Iowa utility’s lawsuit takes new stab at old nutrient problems

By Annie Snider | 01/29/2015 01:20 PM EST

A potentially precedent-setting lawsuit initiated earlier this month is once again ripping open the debate over how best to stem the flow of nutrients from America’s farms and animal operations into the country’s rivers and streams.

A potentially precedent-setting lawsuit initiated earlier this month is once again ripping open the debate over how best to stem the flow of nutrients from America’s farms and animal operations into the country’s rivers and streams.

This time, the plaintiff is not an environmental group, though; it is a municipal utility struggling to bring clean drinking water to its customers.

Des Moines Water Works has long faced unsafe nitrate levels in its water supply, the Raccoon and Des Moines rivers. The Safe Drinking Water Act sets a limit of 10 milligrams per liter for nitrate, a fertilizer byproduct, in tap water. Higher levels are linked to blue baby syndrome and breathing problems.

Advertisement

The Raccoon and Des Moines rivers regularly exceed the nitrate limit, and levels have been particularly high over the past two years, the utility says. Last year, the Raccoon saw a record 24 milligrams per liter, the agency says.

Normal water treatment can’t remove nitrates, so the high concentrations in the rivers have forced the utility to run its expensive and aging denitrification plant.
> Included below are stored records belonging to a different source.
PR #2115, opened 2018-08-12
NMS-10313 : Be able to use Proxy for any Monitor or Collector that uses HttpClient via UrlFactory

patrick-schweizer:
* JIRA: https://issues.opennms.org/browse/NMS-10313

### DIFF
--- a/opennms-doc/guide-admin/src/asciidoc/text/performance-data-collection/collectors/xml.adoc
+++ b/opennms-doc/guide-admin/src/asciidoc/text/performance-data-collection/collectors/xml.adoc
@@ -31,7 +31,6 @@ The following handlers are not currently supported on _Minion_:
 | Parameter              | Description                              | Required | Default value
 | `collection`           | The name of the _XML Collection_ to use  | required | `-`
 | `handler-class`        | Class used to perform the collection     | optional | `org.opennms.protocols.xml.collector.DefaultXmlCollectionHandler`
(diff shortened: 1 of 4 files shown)


j-white:
Also looks good. Again, we should update the relevant documentation.

patrick-schweizer:
@j-white I added documentation

agalue:
This appear to cover only the XML Collector. Is this correct ? Is that the only feature that has to be tested ?

j-white:
Looks fine to me. Having it as part of the request object seems more natural since that's where the other HTTP settings are set.

agalue:
Of course, maybe tuning the docs to be more precise about where to put the flag would be useful.

patrick-schweizer:
@agalue I updated the documentation. Could you take a look? Thanks!

agalue:
Looks good, but I would additionally add a small note to say something like: 

The request parameters are optional. On the above example, `use-system-proxy` is one of the available parameters that can be used. This one is to let the XML Collector know that it should send the requests through the system Proxy.

Maybe not with those words, but you get the idea.

This is because the other valid parameters are not documented ;)

patrick-schweizer:
@agalue I added documentation for all parameters. That should make it clearer. Could you take another look? Thanks!

patrick-schweizer:
@agalue , @j-white are we good to merge? Or is there still something open? Cheers Patrick

PR #2119, opened 2018-08-14
NMS-10273: Add support for Cisco Syslog Message formats to the RadixTreeSyslogParser

mattixtech:
* JIRA: http://issues.opennms.org/browse/NMS-10273

### DIFF
--- a/features/events/syslog/src/main/java/org/opennms/netmgt/syslogd/GrokParserStageSequenceBuilder.java
+++ b/features/events/syslog/src/main/java/org/opennms/netmgt/syslogd/GrokParserStageSequenceBuilder.java
@@ -28,7 +28,11 @@
 
 package org.opennms.netmgt.syslogd;
 
+import java.text.ParseException;
+import java.text.SimpleDateFormat;
+import java.time.ZoneId;
 import java.util.List;
+import java.util.Locale;
 import java.util.function.BiConsumer;
 
 import org.opennms.core.time.ZonedDateTimeBuilder;
@@ -42,7 +46,10 @@ import org.slf4j.LoggerFactory;
  * assign parsed values to a syslog message object. It supports the following
  * pattern types:</p>
  * <ul>
+ * <li>HOSTNAME: any valid hostname character.</li>   
+ * <li>HOSTNAMEORIP: any valid hostname or IP address character.</li>  
  * <li>INT: Positive integer.</li>
+ * <li>IPADDRESS: any valid IP address character.</li> 
  * <li>MONTH: 3-character English month abbreviation.</li>
  * <li>NOSPACE: String that contains no whitespace.</li>
  * <li>STRING: String. Because this matches any character, it must be followed by a delimiter in the pattern string.</li>
@@ -63,8 +70,11 @@ public abstract class GrokParserStageSequenceBuilder {
 		END_PATTERN
 	}
 
-	private static enum GrokPattern {
+	enum GrokPattern {
+		HOSTNAME,
+		HOSTNAMEORIP,
 		INT,
+		IPADDRESS,
 		MONTH,
 		NOSPACE,
 		STRING
@@ -202,6 +212,11 @@ public abstract class GrokParserStageSequenceBuilder {
 	}
 
 	/**
+	 * The prefix for a generic parameter.
+	 */
+	private static final String PARAMETER_PREFIX = "parm";
+
+	/**
 	 * This function maps {@link SyslogSemanticType} values of type int to fields in the parser
 	 * state.
 	 * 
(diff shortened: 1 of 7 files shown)


features/events/syslog/src/main/java/org/opennms/netmgt/syslogd/ParserStageSequenceBuilder.java
```diff
@@ -715,6 +822,46 @@ public boolean equals(Object o) {
...
+		}
+
+		@Override
+		public AcceptResult acceptChar(ParserStageState state, char c) {
+			for (char end : getEnd()) {
+				if (end == c || ! m_charMatcher.test(c)) {
+					return AcceptResult.COMPLETE_WITHOUT_CONSUMING;
+				}
+			}
+			// TODO: Make this more efficient?
```
j-white: Is there a way to make this more efficient? `c` is a single character, so comparing it against a set of known white-space characters (which would be truncated by `trim()`) may be faster.

features/events/syslog/src/main/java/org/opennms/netmgt/syslogd/ParserStageSequenceBuilder.java
```diff
@@ -152,6 +172,38 @@ private void addStage(ParserStage stage) {
...
+
+		switch (pattern) {
+			case HOSTNAME:
+				return hostNameMatcher;
+			case HOSTNAMEORIP:
+				return hostnameOrIPMatcher;
+			case IPADDRESS:
+				return ipV4OrV6AddressMatcher;
+			default:
+				throw new IllegalArgumentException("Unsupported pattern.");
```
j-white: I would include the pattern in the exception message.

features/events/syslog/src/main/resources/org/opennms/netmgt/syslogd/grok-patterns.txt
```diff
@@ -78,3 +81,15 @@
...
+<%{INT:facilityPriority}>%{INT:parmSequenceNum}: %{NOSPACE:parmComponentId}:%{MONTH:month} %{INT:day} %{INT:hour}:%{INT:minute}:%{INT:second}.%{INT:secondFraction} : %{NOSPACE:processName}[%{INT:processId}]: %{STRING:message}
+<%{INT:facilityPriority}>: %{INT:year} %{MONTH:month} %{INT:day} %{INT:hour}:%{INT:minute}:%{INT:second} %{STRING:timezone}: %{STRING:message}
+<%{INT:facilityPriority}>%{INT:parmSequenceNum}: %{STRING:month} %{INT:day} %{INT:hour}:%{INT:minute}:%{INT:second}.%{INT:secondFraction}: %{STRING:message}
+<%{INT:facilityPriority}> %{INT:year} %{MONTH:month} %{INT:day} %{INT:hour}:%{INT:minute}:%{INT:second} %{STRING:timezone} *%{HOSTNAME:hostname}* %{STRING:message}
+<%{INT:facilityPriority}> %{INT:year} %{MONTH:month} %{INT:day} %{INT:hour}:%{INT:minute}:%{INT:second} %{STRING:timezone} %{STRING:message}
+
+# Note: This pattern '%{STRING:message}' should always come last as it will greedily match anything. If a pattern is
+# placed after this one it will never be matched since this pattern matches anything.
+# TODO: Update this to take any string beginning with '%' i.e. %{BEGINSWITH_%:message}
```
j-white: It may not be a bad thing to leave this here without matching `%` first. This way the message won't be dropped, and given the new behavior we've introduced it will be associated with the current time, and the source host.

mattixtech:
Addressed your feedback. Also included a fix for a corner case I didn't originally notice (where the hostname is the last pattern in a grok string, that is handled in its own section).

features/events/syslog/src/main/java/org/opennms/netmgt/syslogd/GrokParserStageSequenceBuilder.java
```diff
@@ -198,7 +208,17 @@
 		/**
 		 * Remaining string message.
 		 */
-		message
+		message,
+
+		/**
+		 * Sequence number.
+		 */
+		parmSequenceNum,
```
j-white: Is there an easy way to make the parameter naming generic so that we don't have to hard-code the parameter names?

mattixtech: Could use the text form the grok pattern as the key for the map. That's easy for the map.put(). For the get() you would need to know the literal string for the parameter you want to get since you could no longer reference it here. Probably safe to assume those pattern names will never change and if so then we can drop the grok pattern -> key mapping and get rid of this enum. There's also no getters at the moment to worry about. So yes, I'll change this.

j-white:
Thanks for the update 👍

PR #2120, opened 2018-08-15
NMS-10306: Add Karaf shell command for Daemon Reload

cgorantla:
* JIRA: http://issues.opennms.org/browse/NMS-10306


features/events/api/src/main/java/org/opennms/netmgt/events/api/DaemonReloadEnum.java
```diff
@@ -0,0 +1,49 @@
...
+ *     OpenNMS(R) Licensing <license@opennms.org>
+ *     http://www.opennms.org/
+ *     http://www.opennms.com/
+ *******************************************************************************/
+
+package org.opennms.netmgt.events.api;
+
+public enum DaemonReloadEnum {
+
+    EVENTD("Eventd"),
```
j-white: Is there a better place to put these constants outside out the event api? Perhaps in `core/daemon`, `core/lib` or `core/config`.

PR #2128, opened 2018-08-22
NMS-9267: fix some issues in users.xml handling in the migrator

RangerRick:
1. It was possible for upgrade to fail if `read-only="false"` tags existed without any `true` read-only user.
2. There are cases when the `read-only` flag could fail to be parsed out on upgrade.

This version implements simple DOM parsing instead of direct string manipulation to avoid any unmarshalling issues.

* JIRA: http://issues.opennms.org/browse/NMS-9267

In 2013, Des Moines Water Works said it had to run the facility for 74 days for at a total cost of $900,000. Last year, after an especially rainy fall, the utility had to begin operating the plant in the winter — a highly unusual occurrence.

"This issue, for us, is public health; we’re talking about the safe drinking water for half a million people," said Bill Stowe, CEO and general manager of Des Moines Water Works.

It’s also a money matter: The utility is about to raise its rates 7 percent, nearly a third of which Stowe said is linked to running the denitrification plant.

And the outdated plant poses some risks. For instance, the system uses salt to remove nitrates from the water, and the utility nearly ran out of it this month because of weather-related transportation problems, Stowe said. Without salt, the city may not have been able to deliver clean drinking water to its customers.

Such concerns have Des Moines Water Works considering the prospect of a $100 million upgrade.

But instead of undertaking this pricey capital improvement, Stowe wants farmers upstream to face restrictions on the amount of nitrates that can flow from their operations into the rivers. He and his board of trustees sent a notice of intent to sue to the county supervisors of three heavily agricultural upstream counties earlier this month.

Bill Stowe
Bill Stowe, CEO and general manager of Des Moines Water Works, at the utility’s nitrate removal facility. Rather than undertake a $100 million upgrade to the facility, Stowe wants upstream farmers to face requirements for stanching nutrient flow from their operations. | Photo by Charlie Neibergall, courtesy of AP Images.

The move drew swift opposition from Iowa’s agricultural community and state officials, including the governor, the state agriculture commissioner and new Iowa Republican Sen. Joni Ernst. They argue that such regulation not only isn’t allowed under the Clean Water Act, but simply won’t work when nutrient problems and solutions can vary widely depending on location, hydrology and other factors.

"Des Moines has declared war on rural Iowa," Gov. Terry Branstad (R) told The Des Moines Register. "I think instead of filing a lawsuit, Des Moines should sit down with the farmers and people who want to do something about it."

City leaders responded that they have tried this approach for years, to little avail.

"They want to go down this path of voluntarily trying to find ways to reduce those pollutants and test them out and see how it works," Des Moines Mayor Franklin Cownie said. "Well, we’re seeing that it’s not working."

Field drainage

The lawsuit’s specific target is a form of subsurface drainage common in Midwest agricultural areas.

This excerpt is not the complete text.